Metadata-Version: 2.4
Name: holdout-evals
Version: 0.1.0
Summary: An independent significance referee for LLM & agent evals — is your improvement real, or noise?
Project-URL: Homepage, https://holdout.dev
Project-URL: Source, https://github.com/jordan-baillie/holdout
Author: Jordan Baillie
License: MIT
License-File: LICENSE
Keywords: ab-testing,evals,evaluation,llm,mcnemar,overfitting,permutation-test,significance,statistics
Classifier: Development Status :: 3 - Alpha
Classifier: Intended Audience :: Developers
Classifier: Intended Audience :: Science/Research
Classifier: License :: OSI Approved :: MIT License
Classifier: Programming Language :: Python :: 3
Classifier: Topic :: Scientific/Engineering :: Artificial Intelligence
Requires-Python: >=3.9
Requires-Dist: numpy>=1.21
Provides-Extra: dev
Requires-Dist: pytest>=7; extra == 'dev'
Description-Content-Type: text/markdown

# holdout

**An independent significance referee for LLM & agent evals.** Is your improvement real — or
noise, multiple-comparisons inflation, or a model that quietly memorized your test set?

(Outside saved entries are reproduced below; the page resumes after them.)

PR #8943, opened 2024-01-30
add sorbet types to Dependabot::Job

jakecoffman:
I probably got some things wrong, lets see what the tests say.


jakecoffman:
Our Updater specs are passing in types that may not be possible (e.g. Job ID comes from an environment variable so it should be a String but the tests are using an Integer) so I'll have to do a pass on them.

JamieMagee:
> Our Updater specs are passing in types that may not be possible (e.g. Job ID comes from an environment variable so it should be a String but the tests are using an Integer) so I'll have to do a pass on them.

You might be able to do a `T.any(String, Integer)` and add a `TODO` comment as a quick workaround?

updater/lib/dependabot/job.rb
```diff
@@ -43,87 +45,132 @@ class Job
...
-                :token,
-                :vendor_dependencies,
-                :dependency_groups,
-                :dependency_group_to_refresh
+    ).freeze, T::Array[Symbol])
+
+    sig { returns(T::Array[T::Hash[String, T.untyped]]) }
+    attr_reader :allowed_updates
+
+    sig { returns(T::Array[T.untyped]) }
```
JamieMagee, line 53:
```suggestion
    sig { returns(T::Array[T::Hash[String, String]) }
```

I've written this _way_ too many times. I need to write a type alias for it.

updater/lib/dependabot/job.rb
```diff
@@ -43,87 +45,132 @@ class Job
...
+    attr_reader :ignore_conditions
+
+    sig { returns(String) }
+    attr_reader :package_manager
+
+    sig { returns(T.nilable(String)) }
+    attr_reader :requirements_update_strategy
+
+    sig { returns(T::Array[T.untyped]) }
```
JamieMagee, line 77:
```suggestion
    sig { returns(T::Array[Dependabot::SecurityAdvisory]) }
```

updater/lib/dependabot/job.rb
```diff
@@ -43,87 +45,132 @@ class Job
...
+    sig { returns(Dependabot::Source) }
+    attr_reader :source
+
+    sig { returns(T.nilable(String)) }
+    attr_reader :token
 
+    sig { returns(T::Boolean) }
+    attr_reader :vendor_dependencies
+
+    sig { returns(T::Array[T.untyped]) }
```
JamieMagee, line 92:
```suggestion
    sig { returns(T::Array[Dependabot::DependencyGroup]) }
```

updater/lib/dependabot/job.rb
```diff
@@ -43,87 +45,132 @@ class Job
...
+    attr_reader :existing_pull_requests
+
+    sig { returns(T::Array[T.untyped]) }
+    attr_reader :existing_group_pull_requests
+
+    sig { returns(T.any(Integer, String)) }
+    attr_reader :id
+
+    sig { returns(T::Array[T.untyped]) }
```
JamieMagee, line 68:
```suggestion
    sig { returns(T::Array[Dependabot::Config::IgnoreCondition]) }
```

updater/lib/dependabot/job.rb
```diff
@@ -43,87 +45,132 @@ class Job
...
+    end
     def self.new_fetch_job(job_id:, job_definition:, repo_contents_path: nil)
-      attrs = standardise_keys(job_definition["job"]).slice(*PERMITTED_KEYS)
+      attrs = standardise_keys(job_definition["job"]).select { |k, _| PERMITTED_KEYS.include?(k) }
 
       new(attrs.merge(id: job_id, repo_contents_path: repo_contents_path))
     end
 
+    sig do
+      params(job_id: T.untyped, job_definition: T.untyped, repo_contents_path: T.untyped).returns(T.attached_class)
```
JamieMagee, line 108: `attached_class` is overkill here, unless you're planning to split this into a class hierarchy later?

jakecoffman: I don't remember doing that so probably once when I ran `bundle exec srb tc -a` it added it. That command can do some crazy things sometimes!

updater/lib/dependabot/job.rb
jakecoffman: Unfortunately that is not what this is, although I do wish it was.

This class takes the job input which is a big hash of everything, and sets the properties individually as variables and usually doesn't make them into a proper class. So they're still arrays of hashes of strings or nilable strings, etc etc. 😢

updater/lib/dependabot/job.rb
jakecoffman: Same as below, it's not constructed into a class yet.

updater/lib/dependabot/job.rb
jakecoffman: Best I can do is `sig { returns(T::Array[T::Hash[String, T.any(Boolean, String)]) }` because replaces-base exists. Not sure if there are any other cases.

JamieMagee (approved):

updater/lib/dependabot/job.rb
```diff
@@ -306,64 +373,81 @@ def log_ignore_conditions_for(dependency)
...
       )
     end
 
     # Provides a Dependabot::Config::UpdateConfig objected hydrated with
     # relevant information obtained from the job definition.
     #
     # At present we only use this for ignore rules.
+    sig { returns(Dependabot::Config::UpdateConfig) }
     def update_config
-      return @update_config if defined? @update_config
```
jurre, line 356: Is it intentional that we're no longer memoizing this? The operation doesn't look necessarily expensive but maybe we shouldn't lump in logical changes with the Sorbet ones, in case we hit any issues in prod it'll be easier to diagnose?

landongrindheim (approved):

updater/lib/dependabot/job.rb
jurre: Ah, looks like we're assigning it in the initializer and then no longer calling this method, is that something Sorbet wants us to do? We could make the change smaller by calling this `def calculate_update_config` or similar and creating an `attr_reader :update_config`, that way the calling code remains unchanged

updater/lib/dependabot/job.rb
```diff
@@ -43,124 +45,180 @@ class Job
...
+    sig { returns(T::Array[T::Hash[String, T.untyped]]) }
+    attr_reader :allowed_updates
+
+    sig { returns(T::Array[T::Hash[String, T.any(T::Boolean, String)]]) }
+    attr_reader :credentials
+
+    sig { returns(T.nilable(T::Array[String])) }
+    attr_reader :dependencies
+
+    sig { returns(T::Array[T.untyped]) }
```
jurre, line 59: Should this be something like 
```suggestion
    sig { returns(T::Array[T::Hash[T::Symbol, T.any(T::String, T::Bool)]]) }
```

updater/lib/dependabot/job.rb
jakecoffman: It does gently push you towards doing things in the initializer because using `defined?` means that it needs to be `nilable`.

updater/lib/dependabot/job.rb
jurre: On the one hand it seems tedious to type all of that out and read it, but on the other hand, I suppose it's just the price we pay for the benefits of having types

updater/lib/dependabot/job.rb
```diff
@@ -43,124 +45,180 @@ class Job
...
+      @ignore_conditions              =  T.let(attributes.fetch(:ignore_conditions), T::Array[T.untyped])
+      @package_manager                =  T.let(attributes.fetch(:package_manager), String)
+      @reject_external_code           =  T.let(attributes.fetch(:reject_external_code, false), T::Boolean)
+      @repo_contents_path             =  T.let(attributes.fetch(:repo_contents_path, nil), T.nilable(String))
+
+      @requirements_update_strategy   = T.let(build_update_strategy(
+                                                **attributes.slice(:requirements_update_strategy, :lockfile_only)
+                                              ), T.nilable(String))
+
+      @security_advisories            = T.let(attributes.fetch(:security_advisories), T::Array[T.untyped])
```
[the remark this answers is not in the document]
jakecoffman: Well... for example security_advisories is something like `T::Array[T::Hash[String,T.any(String, T::Array[String]])` which is kind of difficult for me to parse...

It would bring a lot of clarity to construct the actual `Dependabot::SecurityAdvisory` in the initializer and present it as `security_advisories` (`T::Array[Dependabot::SecurityAdvisory]`) instead of presenting the raw data and only using `Dependabot::SecurityAdvisory` when calling `security_advisories_for`.

The others are kind of similar, we have proper classes that have types we could use but we'd need to construct it here and then find all the places that currently use the array of hashes, so I am defering that to a future PR.

updater/lib/dependabot/job.rb
jakecoffman: I mentioned above in response to @landongrindheim I think it would be good to construct classes here instead of leaving them as raw arrays of hashes. `ExistingPullRequest` doesn't exist yet but it should! I think it would bring much needed clarity to the codebase.

jakecoffman: I wonder if it would be a better approach to leave this file as untyped, but then slowly type each of the attrs with the actual backing class?

jurre: Maybe `T::Array[T::Hash[T::Symbol, T.untyped]]` as a middle ground?

jakecoffman: Sure, but I think `existing_pull_requests` is actually a `T::Array[T::Array[T::Hash[String, T.untyped]]]` 

https://github.com/dependabot/dependabot-core/blob/f6f2548580dab0ad1b5b6fca2568c14470e6e157/updater/spec/dependabot/updater_spec.rb#L868-L875

jurre: Ah apologies your comments hadn't yet loaded when I suggested that, I think your suggestion of adding types to the backing class is good!

updater/lib/dependabot/job.rb
```diff
@@ -270,8 +336,9 @@ def security_advisories_for(dependency)
       end
     end
 
+    sig { params(dependency: Dependabot::Dependency).returns(T::Array[String]) }
     def ignore_conditions_for(dependency)
-      update_config.ignored_versions_for(
+      @update_config.ignored_versions_for(
```
jurre, line 341:
```suggestion
      update_config.ignored_versions_for(
```

jurre (approved):
Approving, but might be good to test this out on staging to ensure it doesn't break anything?

updater/lib/dependabot/job.rb
jakecoffman: Ah, so `def update_config` was actually private so there's no `attr_reader` for it which is why I used the `@` syntax. We could expose it as an `attr_reader` but it's not needed currently. Should we do that?

jakecoffman:
@jurre for sure, I am willing to bet I got one of these wrong.

updater/lib/dependabot/job.rb
jurre: You can make it a private `attr_reader` by defining after declaring `private`!

jakecoffman: :woah:

jakecoffman:
It's been deployed for 20 minutes and no TypeErrors so far, so I think this is good.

Most eval "wins" don't survive a paired significance test. `holdout` runs the three checks your
eval dashboard skips, in your code or in CI:

1. **Is it signal?** A *paired* test (exact McNemar for pass/fail, paired permutation for graded
   scores) with a real confidence interval — not a naked delta.
2. **Or did you just try a lot of things?** The bar rises with how many variants you tried. The
   max of 37 noisy attempts is *expected* to look like a win.
3. **What would change the verdict?** Power analysis: how many tasks you'd actually need.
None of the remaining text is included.